# Where can I find HSS M2 to buy?



## meshel (Dec 14, 2008)

Hi,

I'm looking for a source to buy hardened/tempered HSS M2 steel bars and rods - not a large amount, for personal use (want to make a few tools by grinding the shape into the metal). preferebly with cutting services.

I looked at McMaster-Carr but they seem to only offer annealed material - or am I missing something?

Thanks,
Moshe


----------



## NewLondon88 (Dec 14, 2008)

You could probably make friends with anyone at a machine shop and they 
could let you piggyback on their next order. My local shop even let me take
home a huge manual to look through, but I can't remember what the name
of it was. MTG or MHS or something.. manual must have weighted about
20 lbs. 
A large machinery company would probably get irritated. But a small shop
might work with you


----------



## Darley (Dec 14, 2008)

I do have HSS, look at my post to see if it's sutiable for you


----------



## Daniel (Dec 14, 2008)

MSC, and yeah the Big Book is just that, Big! Not sure if you will find "Hardened" anything from a metal supplier since the idea is to machine the metal and then harden it. I would look for a local metal supplier for just a small amount of rod etc. I am getting ready to place a small order for drill rod with MSC myself.


----------



## pipecrafter (Dec 14, 2008)

Are you sure the McMaster M2 is annealed?  It doesn't say so, and it lists it as "very hard M2/M7".  I'd give them a call to be sure.

Failing that, MSC Direct also carries M2.


----------



## NewLondon88 (Dec 14, 2008)

Daniel said:


> MSC, and yeah the Big Book is just that, Big!

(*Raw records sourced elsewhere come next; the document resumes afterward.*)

PR #144, opened 2026-02-03
Bump maximum header size to 4096 bytes

emersion:
PP2_SUBTYPE_SSL_CLIENT_CERT is typically around 1 or 2 kilobytes.

PR #150, opened 2026-02-04
protocol: safely resize header buffer based on length field

pires:
Fixes #123 
Refs #144 

WDYT @emersion @bollenberger?

### DIFF
--- a/protocol.go
+++ b/protocol.go
@@ -2,6 +2,8 @@ package proxyproto
 
 import (
 	"bufio"
+	"bytes"
+	"encoding/binary"
 	"errors"
 	"fmt"
 	"io"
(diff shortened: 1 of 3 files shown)


protocol.go
```diff
@@ -300,6 +303,24 @@ func (p *Conn) readHeader() error {
...
+	// does not consume bytes; it avoids allocations unless the header looks
+	// well-formed enough to trust its length field.
+	// We need 16 bytes: 12 (Signature) + 1 (Version/Command) + 1 (Transport) + 2 (Length).
+	if p.bufReader != nil {
+		peeked, err := p.bufReader.Peek(16)
+		if err == nil {
+			if totalSize, ok := v2PreflightHeaderSize(peeked); ok {
+				// If the header is larger than our current buffer, wrap the existing
+				// reader in a larger one. This preserves any bytes already buffered.
+				if totalSize > p.bufReader.Size() {
```
emersion: This can result in a DoS if the client sends 65535 as the length.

That was it!  Thanks.  (It was gonna bug me till I remembered.. :tongue: )


----------



## Chuck Key (Dec 14, 2008)

NewLondon88 said:


> That was it! Thanks. (It was gonna bug me till I remembered.. :tongue: )


 

Just remember *Manhattan Supply Company *if you have a problem remembering MSC.


----------



## Robert Taylor (Dec 14, 2008)

i've made a couple of tools from some 1/4"x1/4"x8" stock that is hardened. got 2 pieces left if interested. they were $10.00 each.


----------



## JeffinWIS (Dec 14, 2008)

Moshe, a place like this will make what you want...likely expensive though, and you are in Israel?
http://www.knifemaker.com/111_kprod.html
Might give you an idea of places to search for though. 

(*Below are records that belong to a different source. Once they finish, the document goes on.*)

PR #167, opened 2026-03-18
v1: accept plain IPv4 addresses in TCP6 headers

cmarker-gl:
## Problem

When proxying SSH connections through a chain involving nginx's OSS stream module, PROXY protocol v1 headers with mixed address families are emitted and currently rejected by this library.

The chain looks like:

```
IPv6 client → Cloudflare Spectrum (PROXY v2) → nginx stream (decodes v2, re-encodes as v1) → application (go-proxyproto)
```

nginx's OSS stream module (`proxy_protocol on`) always re-encodes as PROXY protocol v1. When the original client is IPv6 but the backend is IPv4, nginx emits:

```
PROXY TCP6 2001:db8::1 192.0.2.1 51512 22\r\n
```

This is technically outside the strict spec (which says both addresses in a `TCP6` header should be in IPv6 format), but it is the real-world output of a widely deployed proxy and there is no workaround available in nginx OSS.

go-proxyproto was returning `proxyproto: invalid address` for these headers, causing the connection to fail. IPv4-only connections worked fine.

## Root Cause

`parseV1IPAddress` in `v1.go` handled `TCPv6` by accepting addresses where `addr.Is6()` or `addr.Is4In6()` (i.e. `::ffff:x.x.x.x` notation). A plain IPv4 address like `192.0.2.1` parses as `addr.Is4()` -- neither condition matched, so it fell through to `ErrInvalidAddress`.

## Fix

When parsing a `TCPv6` header and the address is a plain IPv4, promote it to a 16-byte IPv4-mapped-IPv6 representation via `netip.AddrFrom16(addr.As16())`. This is consistent with how `net.IP.To16()` works elsewhere in the library and produces a valid `net.IP` that callers can use normally.

Note: this is a lossy conversion -- round-trip serialization will render the address as `::ffff:x.x.x.x` rather than the original `x.x.x.x`.

## Tests

- Added `"TCP6 with invalid address"` test case (`PROXY TCP6 not-an-ip ::1 1234 5678`)
- Added three new valid parse cases covering mixed address families in TCP6 headers:
  - `PROXY TCP6 192.0.2.1 192.0.2.2 1234 5678` -- IPv4 src, IPv4 dst
  - `PROXY TCP6 2001:db8::1 192.0.2.1 51512 22` -- IPv6 src, IPv4 dst (the nginx mixed case)
  - `PROXY TCP6 192.0.2.1 2001:db8::1 51512 22` -- IPv4 src, IPv6 dst
- All mixed-address test cases use `skipWrite: true` since round-trip serialization changes the address representation
- Removed duplicate test fixtures that were identical to existing `fixtureTCP4V1` and `fixtureTCP6V1`

## Notes

- PROXY protocol v2 is **not affected** -- v2 is binary and reads fixed-width 16-byte address fields directly, so mixed address families cannot arise in the same way
- No API changes; downstream consumers need only bump their dependency to pick up the fix
- This code was developed in part with [GitLab Duo](https://about.gitlab.com/gitlab-duo/)

### DIFF
--- a/v1.go
+++ b/v1.go
@@ -237,12 +237,20 @@ func parseV1IPAddress(protocol AddressFamilyAndProtocol, addrStr string) (net.IP
 			return net.IP(addr.AsSlice()), nil
 		}
 	case TCPv6:
+		// Some proxies (notably nginx OSS stream module) emit plain IPv4
+		// addresses in TCP6 headers when the backend is IPv4 but the client
+		// is IPv6. Promote to IPv4-mapped IPv6 for interoperability.
+		//
+		// This is an intentional departure from the PROXY protocol v1 spec,
+		// which states that addresses in a TCP6 line must be in IPv6 format.
 		if addr.Is6() || addr.Is4In6() {
 			return net.IP(addr.AsSlice()), nil
 		}
+		// ATTENTION: this is a lossy conversion — round-trip serialization will
+		// render the address as "::ffff:x.x.x.x" rather than the original "x.x.x.x".
 		if addr.Is4() {
-			a16 := addr.As16()
-			return net.IP(a16[:]), nil
+			mapped := netip.AddrFrom16(addr.As16())
+			return net.IP(mapped.AsSlice()), nil
 		}
 	}
 
--- a/v1.go
+++ b/v1.go
@@ -240,6 +240,10 @@ func parseV1IPAddress(protocol AddressFamilyAndProtocol, addrStr string) (net.IP
 		if addr.Is6() || addr.Is4In6() {
 			return net.IP(addr.AsSlice()), nil
 		}
+		if addr.Is4() {
+			a16 := addr.As16()
+			return net.IP(a16[:]), nil
+		}
 	}
 
 	return nil, ErrInvalidAddress
--- a/v1_test.go
+++ b/v1_test.go
@@ -29,9 +29,9 @@ var (
 	fixtureUnknown              = "PROXY UNKNOWN" + crlf
 	fixtureUnknownWithAddresses = "PROXY UNKNOWN " + IPv4AddressesAndInvalidPorts + crlf
 
-	fixtureTCP4Simple         = "PROXY TCP4 1.2.3.4 5.6.7.8 12345 22" + crlf
+	fixtureTCP6IPv4SrcIPv4Dst = "PROXY TCP6 192.0.2.1 192.0.2.2 1234 5678" + crlf
 	fixtureTCP6IPv6SrcIPv4Dst = "PROXY TCP6 2001:db8::1 192.0.2.1 51512 22" + crlf
-	fixtureTCP6Loopback       = "PROXY TCP6 ::1 ::1 1234 5678" + crlf
+	fixtureTCP6IPv4SrcIPv6Dst = "PROXY TCP6 192.0.2.1 2001:db8::1 51512 22" + crlf
 )
 
 var invalidParseV1Tests = []struct {
@@ -87,6 +87,11 @@ var invalidParseV1Tests = []struct {
 	{
 		desc:          "TCP4 with IPv4 mapped addresses",
 		reader:        newBufioReader([]byte("PROXY TCP4 " + IPv4In6AddressesAndPorts + crlf)),
+		expectedError: ErrInvalidAddress,
+	},
+	{
+		desc:          "TCP6 with invalid address",
+		reader:        newBufioReader([]byte("PROXY TCP6 not-an-ip ::1 1234 5678" + crlf)),
 		expectedError: ErrInvalidAddress,
 	},
 	{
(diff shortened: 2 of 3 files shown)


cmarker-gl:
@pires can you take a look at this PR and let me know what you think?

pires:
Hi @cmarker-gl sorry but I was AFK past week. I now have some work to attend to, and will come back to you soon.

v1_test.go
```diff
@@ -177,6 +176,40 @@ var validParseAndWriteV1Tests = []struct {
 			DestinationAddr:   nil,
 		},
 	},
+	{
+		desc:   "TCP4 simple",
+		reader: bufio.NewReader(strings.NewReader(fixtureTCP4Simple)),
+		expectedHeader: &Header{
```
pires, line 187: Same as `fixtureTCP4V1`.

v1_test.go
```diff
@@ -177,6 +176,40 @@ var validParseAndWriteV1Tests = []struct {
...
+			Version:           1,
+			Command:           PROXY,
+			TransportProtocol: TCPv6,
+			SourceAddr:        &net.TCPAddr{IP: net.ParseIP("2001:db8::1").To16(), Port: 51512},
+			DestinationAddr:   &net.TCPAddr{IP: net.ParseIP("192.0.2.1").To16(), Port: 22},
+		},
+		skipWrite: true,
+	},
+	{
+		desc:   "TCP6 loopback",
```
pires: Same as `fixtureTCP6V1`.

v1_test.go
```diff
@@ -75,11 +79,6 @@ var invalidParseV1Tests = []struct {
 		reader:        newBufioReader([]byte("PROXY TCP4 invalid invalid 65533 65533" + crlf)),
 		expectedError: ErrInvalidAddress,
 	},
-	{
```
pires, line 78: I wouldn't delete this and instead rework it to include a TCP6 w/ invalid address, such as:

```go
{
    desc:          "TCP6 with invalid address",
    reader:        newBufioReader([]byte("PROXY TCP6 not-an-ip ::1 1234 5678" + crlf)),
    expectedError: ErrInvalidAddress,
},
```

v1.go
```diff
@@ -240,6 +240,10 @@ func parseV1IPAddress(protocol AddressFamilyAndProtocol, addrStr string) (net.IP
 		if addr.Is6() || addr.Is4In6() {
 			return net.IP(addr.AsSlice()), nil
 		}
+		if addr.Is4() {
+			a16 := addr.As16()
+			return net.IP(a16[:]), nil
```
pires: In order to keep pattern consistent (see line 241), I would change this to something like:

```go
mapped := netip.AddrFrom16(addr.As16())
return net.IP(mapped.AsSlice()), nil
```

v1.go
```diff
@@ -240,6 +240,10 @@ func parseV1IPAddress(protocol AddressFamilyAndProtocol, addrStr string) (net.IP
 		if addr.Is6() || addr.Is4In6() {
```
pires, line 246:
```suggestion
  		// Some proxies (notably nginx OSS stream module) emit plain IPv4
  		// addresses in TCP6 headers when the backend is IPv4 but the client
  		// is IPv6. Promote to IPv4-mapped IPv6 for interoperability.
  		//
 		// This is an intentional departure from the PROXY protocol v1 spec,
  		// which states that addresses in a TCP6 line must be in IPv6 format.
		if addr.Is6() || addr.Is4In6() {
```

v1.go
```diff
@@ -240,6 +240,10 @@ func parseV1IPAddress(protocol AddressFamilyAndProtocol, addrStr string) (net.IP
...
 			return net.IP(addr.AsSlice()), nil
 		}
+		if addr.Is4() {
```
pires, line 251:
```suggestion
		// ATTENTION: this is a lossy conversion — round-trip serialization will
		// render the address as "::ffff:x.x.x.x" rather than the original "x.x.x.x".
		if addr.Is4() {
```

pires (commented):
First of all, thank you for your contribution. And then thank you for your patience, I have been immensely busy.

Please, fix the linter complain(s) and add tests for the following scenarios:
* IPv4 src, IPv4 dst in `TCP6: PROXY TCP6 192.0.2.1 192.0.2.2 1234 5678`
* IPv4 src, IPv6 dst in TCP6: the reversed mixed case

cmarker-gl:
Thanks for the review! I've pushed two commits addressing your feedback:

**Linter fix** (`41f2c96`): Added a `//nolint:gosec` directive for the G706 finding in `examples/httpserver/httpserver.go` since logging the remote address is intentional in that example.

**Review feedback** (`aa3ddcd`): Applied all your suggestions (comments, `netip.AddrFrom16` refactor, removed duplicate fixtures, reworked the invalid-address test for TCP6, added the two mixed-address test scenarios). Updated the PR description as well.

v1_test.go
cmarker-gl: Good call!

pires (approved):
Thanks a ton for your contribution 🙇🏻

cmarker-gl:
Appreciate the merge! Just need a version tag and release pushed to wrap this up. Let me know if you need anything from my end.

pires:
🙇🏻‍♂️ https://github.com/pires/go-proxyproto/releases/tag/v0.12.0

Not sure what sizes you are looking for.  I've got some 1/8" X 1" X 18" M2 hardened to 58-60RC, 1/8" X 1" X 18" A11 hardened to 60-62RC.  Have made some small scrapers, form tools, and parting tools.  Also have 1/2" X 3/4" X 18" D2 hardened to 63-65RC.  Made a Bedan tool and a couple heavy duty scrapers from that.


----------



## woodboys (Dec 14, 2008)

Moshe, I have ordered the steel from McMaster-Carr and after you shape it you anneal it by heating it. I don't remember where the instructions are but they are on their site. I believe it was A1 steel I ordered though.


----------



## meshel (Dec 15, 2008)

woodboys said:


> Moshe, I have ordered the steel from McMaster-Carr and after you shape it you anneal it by heating it. I don't remember where the instructions are but they are on their site. I believe it was A1 steel I ordered though.

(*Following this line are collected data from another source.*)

PR #168, opened 2026-04-17
header: use bytes.Reader instead of bytes.Buffer

rbqvq:
Use bytes.Reader instead of bytes.Buffer.

### DIFF
--- a/header.go
+++ b/header.go
@@ -199,7 +199,7 @@ func (header *Header) WriteTo(w io.Writer) (int64, error) {
 		return 0, err
 	}
 
-	return bytes.NewBuffer(buf).WriteTo(w)
+	return bytes.NewReader(buf).WriteTo(w)
 }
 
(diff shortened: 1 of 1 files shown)


pires:
Please, share your rationale.

rbqvq:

When I looked at a few specific items it specified that it was annealed (soft), the hardness mentioned is the "potential" hardness (assuming you manage)...
And Hardening and Tempering HSS is not as easy as O1 and W1 (those aren't simple either but require less percision than HSS, and also less heat).


----------



## meshel (Dec 15, 2008)

pipecrafter said:


> Are you sure the McMaster M2 is annealed?  It doesn't say so, and it lists it as "very hard M2/M7".  I'd give them a call to be sure.
> 
> Failing that, MSC Direct also carries M2.



Quite sure, it would also make perfect sense that way, I'll give them a call anyway just to be on the safe side (maybe they carry it in a different section or under a different name, or maybe even provide special order - who knows)

Thanks!


----------



## meshel (Dec 15, 2008)

NewLondon88 said:


> You could probably make friends with anyone at a machine shop and they
> could let you piggyback on their next order. My local shop even let me take
> home a huge manual to look through, but I can't remember what the name
> of it was. MTG or MHS or something.. manual must have weighted about
> ...



I wish I could, this is Israel - not as common here, so no place I can think of that would even give me a glance...


----------



## meshel (Dec 15, 2008)

Darley said:


> I do have HSS, look at my post to see if it's sutiable for you



Thanks, I'm looking for rods and square section, yours would be good for other things (knives and chatter tools and other thin items, maybe a very thin parting tool...)

Thanks anyway,


----------



## Paul in OKC (Dec 16, 2008)

I have made tools from 1/4 x 1/2 x 6 HSS blanks, works great. You could try drill blanks for round stock.


----------